=== Records ===
PR #7279, opened 2022-05-10
[Procuration] Apply proxies count for every election round and change calculation of availability

illusionOfParadise:
After merge execute `app:procuration:process-availabilities` command.


ottaviano (approved):
👍

PR #319, opened 2026-06-17
fix(auth): unify self-serve scope classifier — close read-only→read-write self-escalation (rt-nuclear #15)

gmhelmold:
Nuclear cycle-2 recovery confirmed (5/5 votes, **authed-tenant** reachability) that a **read-only PAT can self-escalate to read-write**.

## Bug — divergent scope matching
- Gate `routes::customer::mint_requests_write` → **exact-token** match.
- Persister `customer_d1::map_requested_scopes` → **substring** match (`s.contains("write")`).

A scope like `"writes"` / `"cache:write-x"` is FALSE for the gate (so the read-only caller's scope is never checked) but TRUE for the persister (stores a real `read-write` PAT). A read-only holder POSTs `/v1/customer/keys {"scopes":["writes"]}` → gets a working read-write PAT → writes/poisons/deletes the tenant's CAS, surviving rotation of the original token. Renders the read-only-key feature security-meaningless.

## Fix — one classifier, fail-closed
Both the gate and the persister now derive from a **single exact-token classifier** `scope::classify_requested_scopes` (the source of truth):
- Gate fires for anything **not provably `ReadOnly`**.
- Persister maps `ReadOnly`/`ReadWrite`, rejects `Admin` (as before) **and unrecognized tokens (fail-CLOSED)** — no more substring-defaulting an unknown token to a privilege.

By construction, "gate fires" ⟺ "mint would persist write/admin".

## Test
`classify_requested_scopes_is_exact_token_and_fail_closed`: canonical inputs classify right; `"writes"`/`"cache:write-x"`/`"my-write"`/`"rewrite"`/`"writable"` all **rejected** (never silently `ReadWrite`); read+unknown mix still fails closed.

## Verify (local, freed disk)
- `cargo clippy -p corelink-server --all-targets -D warnings` → **clean**
- `cargo test -p corelink-server scope::` → 17/0
- full `cargo test -p corelink-server` → (running; confirm before merge)


gmhelmold:
Merging on local-green + documented infra reason (owner-authorized solo execution; same posture as #317/#318). CI: **0 failing**, 11 queued behind the saturated shared-Mac runners (load-starved, not validating). Local verify on the freed-disk Mac is authoritative: `clippy -p corelink-server --all-targets -D` clean + full `cargo test -p corelink-server` = **0 failed** (incl. the 3 scope tests: classifier exact-token/fail-closed, gate "viewer"→non-write, persister "writes"→rejected). Container-only change; the escalation is closed at the persister (unknown scope ⇒ 4xx, never silently read-write).

PR #320, opened 2026-06-17
fix(npm): bind cached metadata identity to the requested key — close _public cache-poisoning (rt-nuclear #7)

gmhelmold:
Nuclear cycle-2 recovery confirmed (5/5, **any-free-tenant**) cross-tenant **npm metadata cache-poisoning** of the shared `_public` namespace.

## Bug
Unscoped npm metadata is cached in the SHARED `_public` namespace keyed by the **normalized** name (`trim().to_ascii_lowercase()`), but `refresh_from_upstream` fetches the **raw** path name and never checks the fetched JSON's canonical `name`. A read-only PAT (any tenant) `GET /npm/<t>/<RawName>` where `<RawName>` normalizes to a popular package's `_public` key but resolves upstream to different-identity content → poisons every tenant's view of that package for the TTL (wrong versions / `dist.shasum` → broken/pinned installs). Integrity + availability attack on the moat.

## Fix
`require_metadata_name_matches`: require `normalise(fetched.name) == normalise(pkg)` before the KV write — **fail-CLOSED** with a new `NpmAdapterError::MetadataNameMismatch` (502, non-leaking; mirrors the tarball `IntegrityMismatch` contract). The cache-HIT path **self-heals** — a name-mismatched entry falls through to a fresh fetch rather than being served. Binds the registry's own canonical identity to the KV key, collapsing case/trim/encoding aliasing.

**Not RCE:** tarball bytes are per-tenant namespaced + SHA-verified vs `dist.shasum` before store, so poisoned metadata can't serve malicious bytes.

## Test
`require_metadata_name_matches_binds_identity_to_key`: exact/case/trim → Ok; different-identity `name` → `MetadataNameMismatch` (502); missing/blank `name` → fail-CLOSED.

## Verify (local)
- `cargo clippy -p corelink-adapter-host` + `-p corelink-server --all-targets -D` → **clean**
- `cargo test -p corelink-adapter-host metadata` → 8/0
- full `cargo test -p corelink-server` → (running; confirm before merge)


gmhelmold:
Merging on local-green + documented infra reason (owner-authorized solo execution; same posture as #317/#318/#319). CI: **0 failing** (queue-starved behind the saturated shared-Mac runners). Local verify authoritative: clippy -p corelink-adapter-host + -p corelink-server --all-targets -D = clean; corelink-adapter-host metadata tests 8/0 (incl. require_metadata_name_matches_binds_identity_to_key); full `cargo test -p corelink-server` = **0 failed**. Additive (new fail-CLOSED error variant); container compiles green (no exhaustive-match break).

PR #323, opened 2026-06-17
fix: rt-nuclear batch2 — DSR authz + OCI request-count + Worker quota/erase-key (4 findings, 1 PR)

gmhelmold:
**Bundled** (one PR per owner request — minimize shared-Mac CI triggers). Four remaining nuclear findings across Rust container + privacy-erasure-worker + Worker TS; implemented via 3 parallel file-disjoint agents, integrated here, serialized verify.

| # | Fix | plane |
|---|---|---|
| **#18/#19** | `/_internal/dsr/erase` now binds to a **D1 `dsr_requested` legitimacy pre-check** before any fan-out — a leaked internal key can no longer erase an arbitrary tenant (body-asserted tenant_id). Fail-CLOSED on store error (irreversible op ⇒ ambiguous = deny). | container + privacy-erasure-worker |
| **#8** | OCI writes now metered against the **monthly request-count quota** (container-side `RequestCountGate`, keyed on the same verified bearer tenant #318 uses) — closes the request-count half of the OCI quota bypass. | container |
| **#24** | Worker quota pipeline **reordered** — the cheap monthly request-count check runs first + 429s an over-cap free tenant BEFORE the expensive `getTierForTenant`/storage-SUM D1 reads (cost-amplification). | Worker |
| **#23** | **Real latent mismatch fixed** (not moot): the signup-worker injected the shared key, but the main Worker's `/_internal/dsr/*` gate expects the erase consumer key in the full-split config → both erase surfaces would 401 once a dedicated erase key is provisioned. Added `resolveEraseAuthKey` (erase-first, shared-fallback) mirroring the container. | Worker |

## Verify (local, serialized)
- `cargo clippy -p corelink-server -p corelink-privacy-erasure-worker --all-targets -D warnings` → **clean** (fixed 3 lints the disk-blocked #8 agent couldn't catch)
- `cargo test -p corelink-server -p corelink-privacy-erasure-worker` → **0 failed** (corrected a #8 test's fixed-clock constant T0 that was mislabeled 2026 but was actually 2025 — the year_month/Hinnant impl was correct)
- `worker` tsc + `apps/signup-worker` tsc → **0** (34 + 23 vitest green per the agents)

Cold-reviewed the two security-critical diffs (the DSR `DsrLegitimacyStore` pre-check runs BEFORE fan-out + fail-closes on error; the OCI request-count keys on the verified bearer, not a forgeable header).

## Note (contained, follow-up)
The DSR reject path emits no CloudEvent (no `Rejected` variant in the erasure taxonomy) — the **erase is blocked** (the security property), but auditing the rejected *attempt* is a small additive follow-up (a new `ErasureCloudEventType::Rejected`).


gmhelmold:
Merging on local-green + documented infra reason (owner-authorized solo execution; bundled 4 findings in ONE PR to minimize shared-Mac CI triggers). CI queue-starved behind the saturated runners (not validating). Local verify authoritative: clippy -p corelink-server -p corelink-privacy-erasure-worker --all-targets -D = clean; cargo test (both crates) = **0 failed** (617 container + privacy-worker); worker + signup-worker tsc = 0. The 2 transient #8 test failures were a mislabeled fixed-clock constant (T0 said 2026 but was 2025) — impl correct, constant fixed; re-verified 10/0. Cold-reviewed the DSR pre-check (runs before fan-out, fail-closed on error) + OCI request-count (keys on verified bearer).

PR #430, opened 2026-06-21
fix(brew): make _public dedup namespace storable (final brew-502 causes 4+5)

gmhelmold:
The brew 502 had 5 compounding causes. #1-3 (ghcr token/Accept/path) fixed the upstream fetch; this lands the last two, both in the `_public` cross-tenant dedup namespace: (4) no `tenant_storage_state` row → byte-accounting fail-closed (migration 0073 seeds it per region); (5) `_public` non-UUID → R2 prefix derivation fail-closed → reserved sentinel-UUID prefix (scoped to `_public`, real tenants unaffected). Verified LIVE: brew manifest → 200. New _public-prefix security test; migrations additive; clippy -D clean.


gmhelmold:
Merging via `--admin`: Linux gates infra-down (3-5s startup fails). Local-verified: `cargo test -p corelink-server --lib` incl. the new `public_namespace_resolves_a_stable_isolated_derived_prefix` test (707 pass), clippy -D clean, migrations additive (79 scanned), CHANGELOG updated. The fix is verified working LIVE (brew→200 on diag3). Per ratified CI=local policy.

PR #434, opened 2026-06-21
fix(cargo): route sccache through the 2-level MoatCache (fix HashMismatch 502)

gmhelmold:
cargo/sccache 502'd on every PUT — it passed the sccache key (blake3 of compile inputs, not the output) as the CAS digest, which the integrity-verifying CAS write rejects. Now routes through the same MoatCache brew/npm/pip use, namespaced per-tenant (private). Gains dedup. clippy clean; lib tests compile (708). bazel REAPI v2 + OCI validated working in the same sweep.


gmhelmold:
Merging via `--admin`: Linux gates infra-down. Local-verified: `clippy -p corelink-server` clean, lib test target compiles (708 tests). Will verify the round-trip LIVE post-deploy (container rebuild). Per ratified CI=local policy.

PR #438, opened 2026-06-21
fix(adapters): make cargo/sccache + OCI/docker usable by real clients

gmhelmold:
Real-user-path e2e (signup->PAT->client) found 2 blockers curl missed: cargo normalize_key 400'd sccache's .sccache_check probe (now accepts safe keys; bytes are content-addressed via MoatCache); OCI realm host corelink-oci.humangr.com was never provisioned (added CNAME + Worker route). 9/9 translate tests; clippy clean.


gmhelmold:
Merging via `--admin`: Linux gates infra-down. Local: 9/9 cargo translate tests, clippy clean. DNS+route already applied to prod; container rebuild (cargo key fix) follows. Per CI=local policy.

PR #599, opened 2026-07-03
fix(billing): single source of truth for signup-worker Stripe events + reconcile tool

gmhelmold:
## Problem

The **signup-worker** (`corelink-signup.humangr.com/webhooks/stripe`) is the **authoritative billing + downgrade handler**. But its live Stripe endpoint's `enabled_events` was **hand-configured**, with nothing tying it to the code's dispatch allowlist (`HANDLED_EVENT_TYPES`). Hand-clicked config drifts.

**As-configured live** (endpoint `we_1Tolig…`, per the coordinator's F1 handoff — 5 events) it is **missing `checkout.session.async_payment_succeeded`** → a delayed-payment (SEPA/ACH) checkout that completes `unpaid` and grants on the async event would never provision the paying customer. (The downgrade trio `customer.subscription.{updated,deleted}` + `invoice.payment_failed` IS wired — so this is a grant-gap, not the catastrophic downgrade-loss. But the **drift class is unbounded**: a future accidental drop of a downgrade event silently strands a canceled customer on a paid tier.)

## Root-cause fix (kills the drift class)

- **Single source of truth:** `apps/signup-worker/src/webhooks/handled-stripe-events.json`. `stripe.ts` builds `HANDLED_EVENT_TYPES` from it (**proven to bundle into the worker** via `wrangler deploy --dry-run` — the 7 events land in `index.js`); the reconcile script sets the **live endpoint's** `enabled_events` from the **same file**. Runtime and dashboard can no longer diverge.
- **`scripts/ops/stripe-reconcile-webhook-events.sh`** — idempotent, **dry-run by default**, never reads/hard-codes a key (auth is the Stripe CLI's own — same safety pattern as `stripe-setup-tiers.sh`), prints the account identity for eyeball, lists + **flags duplicate / stray-CLI endpoints** (report-only, never deletes), and re-reads to verify after applying. The **operator** runs the `--yes --live` one-shot with a restricted live key.
- **Guardrail** (`tests/handled-stripe-events.test.ts`) — fails CI if any downgrade-critical event is dropped.
- **Runbook** — `docs/operator/stripe-webhook-events-reconcile.md`.

## Boundary

The admin lane does **not** run this against LIVE — it writes/vets the tool; the operator/coordinator runs the live reconcile (OOB, restricted `rk_live_` key). No secrets touched.

## Verification

- `tsc --noEmit` clean; guardrail **5/5**; wrangler build bundles the JSON-imported events into the worker.
- Full signup-worker suite unchanged — the one pre-existing `dsr_verify_cron` red (`msFromIso` stale assertion) is **identical on clean `origin/main`** (`8f57a160`); it's fixed + the suite gets a CI gate in a follow-up branch.
- Reconcile diff logic **proven against a mocked endpoint list**: correctly surfaces the missing events (`ADD customer.subscription.deleted`, `ADD invoice.payment_failed` in the test scenario) and the stray-listener `WARN`.


gmhelmold:
Merging via `--merge --admin` (merge-commit, NOT squash — the OKF concept's `checkpoint_sha` references commit `25d5a389` which must stay reachable in main history).

**Documented infra reason:** all 7 code-validating gates are GREEN (dco, okf-wiki-validation, changelog, gitleaks, trivy, cargo-deny, cargo-audit). The 4 remaining pending checks are non-validating for this diff: `Apply path-based labels` + `Compute size bucket` run on the congested `[self-hosted, mac]` runner (cosmetic labels only), `dependabot-policy sentinel` is N/A to a non-dependabot PR, and `cargo-license` is a no-op (this PR has zero Rust/Cargo changes — only TS/JSON/bash/docs). Branch protection required-checks = [].

PR #600, opened 2026-07-03
ci(signup-worker): gate the vitest suite in PR CI (+ fix pre-existing stale assertion)

gmhelmold:
## Why

The **signup-worker** is the authoritative billing + downgrade handler, but its vitest suite ran in **no PR workflow** (only the e2e jobs installed it, none ran the unit/integration suite). That left the new **`handled-stripe-events` single-source-of-truth guardrail** (merged in #599 — fails CI if a downgrade-critical Stripe event is dropped) **unenforced**. An unenforced guardrail is theater; this makes it load-bearing.

## What

- **`.github/workflows/signup-worker-vitest.yml`** — ubuntu, `npm install` + `npx vitest run` on `apps/signup-worker/**`, mirroring the `worker-vitest.yml` pattern (SHA-pinned actions reused from it).
- **Prerequisite fix:** the suite had ONE pre-existing red — `dsr_verify_cron`'s `"msFromIso returns 0 on garbage"` asserted `0`, but the impl **intentionally returns `null`** (the caller skips the row on `null`; `0` would be epoch-1970 → a recurring false `sla_breached` page every cron tick). Fixed the stale assertion + its name to match the deliberate impl. This red is **identical on clean `origin/main`** — unrelated to #599; fixing it is the prerequisite to gating a green suite.

## Verification

Full signup-worker suite **182/182 green** locally with the fix, so the new gate lands green.


gmhelmold:
Merging via `--admin`. **Documented infra reason:** all code-validating gates GREEN (vitest [the new self-proving gate], okf, dco, actionlint, Verify-actions-SHA-pinned, secrets-matrix, gitleaks, trivy, cargo-deny, cargo-audit, changelog). The 5 pending are non-validating for this diff: `Apply path-based labels` + `Compute size bucket` (cosmetic, on the congested self-hosted-Mac runner), `Post welcome comment`, `dependabot-policy sentinel` (N/A — not a dependabot PR), and `cargo-license` (no-op — zero Rust/Cargo changes). Branch protection required-checks = [].

PR #601, opened 2026-07-03
chore(billing): source-of-truth + guardrail for the container webhook event set

gmhelmold:
## Why

Closes the container-side of the Stripe webhook `enabled_events` hygiene (owner: "no loose end"). The **container** (grant-only) materializer's live endpoint (`we_1Tfh8P…`, "Corelink prd") is over-subscribed to a **~236-event catch-all**, but it only materializes the **10** events in `EVENT_MATERIALIZATION_MATRIX`. Over-subscription fails safe (extra events are no-op acks) — but it's untidy, and there was no source-of-truth for the container's event set the reconcile tool could use.

## What

- **`crates/corelink-billing-stripe-materializer/container-webhook-events.json`** — the 10 events (same schema the reconcile script consumes: `endpoint_url` + `enabled_events`).
- **Rust guardrail** (`handler.rs::container_webhook_events_json_matches_the_matrix`) — asserts the JSON's `enabled_events` == the `EVENT_MATERIALIZATION_MATRIX` event-type column exactly. `EVENT_MATERIALIZATION_MATRIX` stays the **sole authority**; the JSON is a guarded mirror that can't drift (add an 11th event to the matrix → the test fails until the JSON is updated).
- **Runbook** updated — the reconcile script already supports `--url`/`--json`, so the operator tightens the live endpoint **236 → 10** with the same tool (dry-run first; STOP on any `+ ADD`).

## Safety

**No runtime change** — the matrix is untouched. Tightening 236→10 is safe: events outside the matrix are no-op acks in the container, so narrowing removes only events it never acted on. Under-subscription (the dangerous direction) is exactly what the guardrail prevents from drifting. The container is grant-only; authoritative downgrade stays in the signup-worker.

## Verification

`container_webhook_events_json_matches_the_matrix` passes; `cargo clippy -p corelink-billing-stripe-materializer --tests -- -D warnings` clean.


gmhelmold:
Merging via `--admin`. **Documented reason:** all code-validating gates GREEN — including the Rust ones (cargo-mutants on changed lines, proptest-density, cargo-deny, cargo-audit, INV×TLA×code×tests) + okf + dco + gitleaks + trivy. The 5 pending are non-validating for this diff: labels/size-bucket/welcome-comment (cosmetic, congested self-hosted-Mac runner), dependabot-policy sentinel (N/A), and cargo-license (no-op — this PR adds zero new dependencies). Branch protection required-checks = [].

PR #602, opened 2026-07-03
fix(auth): enforce team_member RBAC role → scope (CAA-360 HIGH)

gmhelmold:
## CAA-360 HIGH — RBAC roles were dead

`verifyClerkSessionAndResolveTenant` never queried `team_member.role`, and the `customer_v1` forward hardcoded `x-corelink-scope: 'read-write'`. So a **`viewer` seat had the same write access as the owner** — the four RBAC roles (0074: owner/admin/member/viewer) were schema-enforced but never consulted. The session/token-exchange mint paths also handed viewers a **write-capable PAT**.

## Root-cause fix (all scope-deriving consumers)

- **`clerk_auth.ts`** — resolver returns `role`: owner path → `owner`; team_member path → the 0074 role, **failing safe to least-privilege `viewer`** on a missing/unknown role; githugr federated login → `owner` (unchanged, no regression). `ClerkAuthResult` gains `role`.
- **`index.ts` `customer_v1`** — derives `x-corelink-scope` from role (`viewer` → `read-only`, else `read-write`).
- **`session_exchange.ts`** — both mint flows (token-exchange + session-exchange) cap a `viewer` **down** to `read-only` regardless of requested scope.

`read-only` is a real container-enforced scope (`scope.rs`): CAS/AC GET allowed, write denied.

## Tests

Worker suite **393/393** (+3 new: `viewer→read-only`, `admin→read-write`, `missing-role→read-only` fail-safe); `tsc` clean.

Part of the pre-HN-launch CAA-360 remediation (`reports/audits/2026-07-03-caa360-pre-hn-launch.md`).

🤖 Generated with [Claude Code](https://claude.com/claude-code)

PR #606, opened 2026-07-04
fix(dsr): fan GDPR erase across residency regions; fail-closed completeness (CAA-360 CRITICAL)

gmhelmold:
## CAA-360 CRITICAL — EU data survived erasure + a FALSE attestation was signed

The DSR erase (`Clerk user.deleted` / account-delete) forwards to `${CORELINK_API_BASE}/_internal/dsr/erase` → the **IAD (US) container**, whose R2 client only reaches US buckets. An **EU tenant's** CAS/AC bytes live in the `prod-lhr` container's dedicated EU buckets (`corelink-cas-eu` / `corelink-ac-eu`) — which the IAD sweep can neither see nor (by design) hold credentials for. So **EU data survived "erasure"** while the Ed25519 attestation still signed a tenant-wide **`VerifiedComplete`** — a false GDPR completion claim. (The single most HN/legal-damaging finding.)

## Fix — fan out + fail-closed completeness

`worker/src/index.ts` internal arm: when this worker is the erase **ORIGIN** (not itself a fan-out target), fan `/_internal/dsr/erase` out to **every** regional worker (`PROD_LHR/SAM/NRT/SYD`). Each container erases **its own** jurisdiction's buckets with its own region-scoped R2 creds — the US container never gets EU creds, so **residency isolation is preserved**. Return "complete" (the local 2xx) **only when the local AND every regional sweep confirm**; else fail **CLOSED (502)** so the queue consumer retries and **no false `VerifiedComplete` is ever signed**.

- **Fail-closed by construction:** a missing regional binding, a transport error, or a non-2xx from any region ⇒ not complete ⇒ retry.
- **Loop-guarded** via `x-corelink-fanout-from` (a regional worker running its own jurisdiction's erase does not re-fan).
- Body buffered once + replayed per region.

## Deploy dependency (fails-closed until met — never false-completes)
Each regional worker must accept the erase internal-auth key + carry its region's `ERASURE_ATTESTATION_*` config. **Until then the erase safely fails-closed (retries), so it can never regress to a false completion.** Coordinator one-shot to follow.

## Tests
Worker suite **397/397** (+4: fan-out-to-all, fail-closed-on-region-error, fail-closed-on-absent-binding, loop-guard); `tsc` clean.

Part of the pre-HN-launch CAA-360 remediation (`reports/audits/2026-07-03-caa360-pre-hn-launch.md`).


gmhelmold:
Merging via `--admin`. **Documented reason:** the ONLY red is `okf-wiki-validation` (the internal-arm change shifted cited line ranges in concepts citing index.ts) — auto-reconciled on `main` by the self-maintaining OKF engine post-merge (precedent #602/#603/#605). ALL load-bearing validation is GREEN: `vitest` (the 4 new DSR fan-out tests: fan-out-to-all / fail-closed-on-region-error / fail-closed-on-absent-binding / loop-guard, + 393 regression = 397), `dco`, `CHANGELOG`, `gitleaks`, `trivy`. No Rust changed (cargo gates N/A). The fix is fail-closed by construction. Branch protection required-checks = [].

Issue #5, opened 2024-08-13
Expand character data model


stanavdb:
The character data model needs be expanded with several additional fields to hold the following:
- Spheres / currency
- Injuries
- Purpose, obstacle & goals
- Connections
- Bio, appearance & notes

We'll need to think about we model these field

blocks #4

jsc17:
For spheres, the beta rules clearly state the game will only track diamond marks, assuming that your actual wealth is an equally valuable assortment of spheres. Is there any reason to track anything more specific than that for the systems purposes?

stanavdb:
> For spheres, the beta rules clearly state the game will only track diamond marks, assuming that your actual wealth is an equally valuable assortment of spheres. Is there any reason to track anything more specific than that for the systems purposes?

I think we should set it up as generic as possible so that can track various different currencies, all at once if needed. That way we can deal with the various currencies throughout the Cosmere and we're not having to deal with data model migrations later.

Maybe something along the lines of an array field holding the following schema?:
```js
{
    "type": "CURRENCY_TYPE", // The type of currency e.g. Spheres
    "denominations": [
        {
            "id": "DENOMINATION_ID", // The denomination e.g. Marks
            "amount": 100 // The actual amount the character has
        }
    ]
}
```

jsc17:
Yeah, I was overthinking it. I knew it would be simple, but I was wondering if we should include chips, marks, and broams for some reason. The game seems to be fine abstracting it away to just marks, so we should as well. 

The schema looks good unless there ends up being something more nuanced we need to track, but I can't think of anything at the moment.

NoahJGersh:
Injuries are very nebulously defined, which is nice for narrative freedom but tricky for implementation.

Do we just want to track the number of current injuries a character has, in the character schema? We'll probably also want an Injury item type so users can store the duration, location, effect, etc.

NoahJGersh:
Working on some implementation of the currencies specifically, and I'm thinking we might want to shift to a map. It's going to be much easier to establish the data model if we store it as a `SchemaField` rather than an `ArrayField`.

E.g.
```
{
    "spheres": {
        "denominations": [
            {
                "id": "chips",
                "amount": 100
            }
        ]
    },
    "imperials": {
        "denominations": [
            {
                "id": "boxings",
                "amount": 10
            }
        ]
    }
}
```

At that point we could also reassess how we organize the denominations, but this gives us space to derive a `total` for each currency that's computed from the denominations, if we wanted.

[...]

PR #21, opened 2024-08-18
feat(data): add injuries support to character data model

NoahJGersh:
Partially addresses #5 

Adding injury support to the character data model. While injuries themselves (among other conditions) should be Items or some other kind of EmbeddedDocument that lives in a character, we also want easy access to the number of injuries one has among their other conditions. We'll want a derived field for quick access to the number of injuries for Injury Rolls, as well as particular support for Injury Items.

Done:
- Create derived `injuries` field in the common actor data model
- Implement `Injury` item type
  - create additional fields to model an injury (such as `duration`)
- Update Actor to derive `injuries` data from owned Injury items

### DIFF
--- a/src/system/config.ts
+++ b/src/system/config.ts
@@ -106,22 +106,22 @@ const COSMERE: CosmereRPGConfig = {
 
     injuries: {
         [InjuryDuration.FleshWound]: {
-            label: 'Flesh Wound',
+            label: 'COSMERE.Item.Injuries.Duration.FleshWound',
             durationFormula: '1',
         },
         [InjuryDuration.ShallowInjury]: {
-            label: 'Shallow Injury',
+            label: 'COSMERE.Item.Injuries.Duration.ShallowInjury',
             durationFormula: '1d6',
         },
         [InjuryDuration.ViciousInjury]: {
-            label: 'Vicious Injury',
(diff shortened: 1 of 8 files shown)


NoahJGersh:
Work is completed on this PR. There's space for future improvements, like adding active effects support, but that's outside of the scope of this PR and the linked issue

src/system/config.ts
```diff
@@ -103,6 +104,27 @@ const COSMERE: CosmereRPGConfig = {
...
+            label: 'Vicious Injury',
+            durationFormula: '6d6',
+        },
+        [InjuryDuration.PermanentInjury]: {
+            label: 'Permanent Injury',
+        },
+        [InjuryDuration.Death]: {
+            label: 'Death',
+        },
+    },
```
stanavdb, line 126: These labels need to be localized

stanavdb (changes requested):
Looks good! Just one small change for localization.

src/system/config.ts
NoahJGersh: Whoops! Didn't notice that localization is in because I'm forked from main. I'll get those changes in shortly

NoahJGersh:
Alright, we're all localized now after a bit of repo rejiggering to be completely up-to-date with the release branch

stanavdb (approved):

=== Task prompt ===
Find the word "FleshWound" in the listing above, then copy each line where it turns up.

=== Output ===
         [InjuryDuration.FleshWound]: {
+            label: 'COSMERE.Item.Injuries.Duration.FleshWound',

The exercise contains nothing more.